Tim Flannery, a world-leading expert in the mammalogy of the Solomon Islands said the discovery was exciting, but also very important.
“It’s a remarkable new discovery of a mosaic tailed rat that found its way from either Australia or New Guinea several million years ago,” Flannery said in an interview with the Guardian. “It’s one of the most astonishing discoveries made in the new millennium and not a moment too soon. It’s highly endangered by logging and urgent action is required to prevent its extinction.”
The team was also able to partially confirm the legend of the rats eating coconuts.
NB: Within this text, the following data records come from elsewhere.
PR #667, opened 2021-07-11
OrangeLink Patch 3.1 PR to Dev

jlucasvt:
PR with patch files for OrangeLink and OrangeLink Pro.  I received permission from BubbleDev and Vic Wu's team to push the PR to RLKit.   Pete - need some assistance on cleanup and possibly detecting when OL is present to disable the MySentry instead of commenting it out.

- Adds Battery Level Status Display (%)
- Adds OrangeLink Firmware (FW) and Hardware (HW) Version Listing
- Adds Battery Voltage (volts)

Though he had not found any coconut remains, Lavery said he had found evidence that they had eaten the ngali nut, a local nut with a shell similar in structure to the coconut.
“If they could get through a ngail nut shell, they could get through a coconut,” he told the Guardian.
Though the discovery was an exciting one, it was followed by fear.
The animals primarily reside in the kapuchu tree, a tree that is highly sought after by loggers. In fact, 90 percent of the kapuchu trees in the area have been cut down by commercial loggers.
Due to their declining habitat, the rat is now on its way to being listed as “critically endangered.”
But, Lavery is not giving up hope. The rat was found near a community conservation area, and Lavery is hoping the rat will bring awareness to the area.
“We’re hoping that, now we’ve found this rat, it will add some recognition to their conservation area and help support them in their work.”